I have around 500,000 32 dimensional vectors (normalized with mean=0, std=1) that I currently store in a KD tree to efficiently find the nearest neighbor. However, now I also want to be able to exclude some of the vectors from the database dynamically for some queries (the condition changes often, so re-building the tree is not an option). I want to fix some of the 32 dimensions to a certain range depending on some conditions that change during runtime.
What I currently do, is instead of looking for k=1 nearest neighbors, I look for k=50 (or more) nearest neighbors and then iterate from the closest to the farthest until I find one that matches the condition. Unfortunately that is not a very elegant solution as it requires the query to return k=50 matches even if k=1 would already have returned the one I am looking for. Also, if k=50 was too small, I need to do another query with k=500 or so and that hurts performance.
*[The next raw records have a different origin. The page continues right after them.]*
PR #27331, opened 2025-01-29
[new release] ocamlmig (5.2-20250129)

v-gb:
Ocaml source code rewriting tool

- Project page: <a href="https://github.com/v-gb/ocamlmig">https://github.com/v-gb/ocamlmig</a>

##### CHANGES:

Initial release.

### DIFF
--- a/packages/ocamlmig/ocamlmig.5.2-20250129/opam
+++ b/packages/ocamlmig/ocamlmig.5.2-20250129/opam
@@ -1,0 +1,67 @@
+opam-version: "2.0"
+synopsis: "Ocaml source code rewriting tool"
+description:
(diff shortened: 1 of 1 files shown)


v-gb:
I'm confused about two things here:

So two solutions come to my mind:
Find a KD tree implementation that returns an iterator instead of a fixed-size result with k entries. The iterator would start at the nearest neighbor and then move towards neighbors with greater distance. Due to the design of a KDTree this should be very efficient. Then the tree only needs to be searched until a valid result is found and no fixed k needs to be specified. I was not able to find a Python implementation for that so far.
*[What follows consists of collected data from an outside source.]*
PR #27338, opened 2025-01-30
Release ppxlib and ppxlib-tools 0.35.0

NathanReb:
As usual, starting with a draft to see the revdeps builds.

**CHANGES:**

- Allow use of effect syntax in preprocessed files without causing migration failures. (ocaml-ppx/ppxlib#552, @hhugo, @NathanReb)

- Remove support for compilers older than 4.08 (ocaml-ppx/ppxlib#556, @NathanReb)

- Add a --use-compiler-pp flag to the standalone driver. This flag can be set when the driver outputs source code to make it use the compiler's Pprintast instead of ppxlib's. (ocaml-ppx/ppxlib#555, @NathanReb)


NathanReb:
This should be good to go now!

PR #27349, opened 2025-01-31
Compiler unmaintained

hannesm:
instead of using "deprecated", specify x-maintained: false -- so in our phase 3 we can clean these up.


mseri:
Thanks

PR #27355, opened 2025-02-03
Package synopsis.0.2

ptrichr:
### `synopsis.0.2`
Gather information about module usage, top-level bindings, and function calls

---
* Homepage: https://github.com/umd-cmsc330/restriction-checker
* Source repo: git+https://github.com/umd-cmsc330/restriction-checker.git
* Bug tracker: https://github.com/umd-cmsc330/restriction-checker/issues

---
:camel: Pull-request generated by opam-publish v2.5.0


mseri:
As it stands this packages does not install anything

ptrichr:
Ah. I think I've been approaching my issue the wrong way. I've been trying to figure out a way to make this piece of code globally available so that it can be used across all my projects without the need of duplicating the source file each time, and I figured a package might be a solution but I think I've been misunderstanding how packages work. Do you think a library/archive would be a better solution?

ptrichr:
Thanks for the input! I'll publish a new package release.

ptrichr:
Thanks for the input! I will publish a new package with the changes.

mseri:
Yes, publishing this package as a library is fine. But indeed, as shown in @zapashcanon PR (thanks a lot!), you need to export the library that you would like to see installed

mseri:
Feel free to submit a new release with the change in place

Use a different data structure or database (MySQL for example) that is designed to do queries based on conditions. Is there any database system (I am also open for NoSQL) that supports efficient nearest neighbor search using dynamic conditions? Maybe a database that allows to use a KD tree as the index?
If nothing is yet available, I'll probably give myself a try to implement a KD tree that does what I want on my own.
EDIT: The language I am currently using is Python for proto-typing, later I will move to C# (Unity).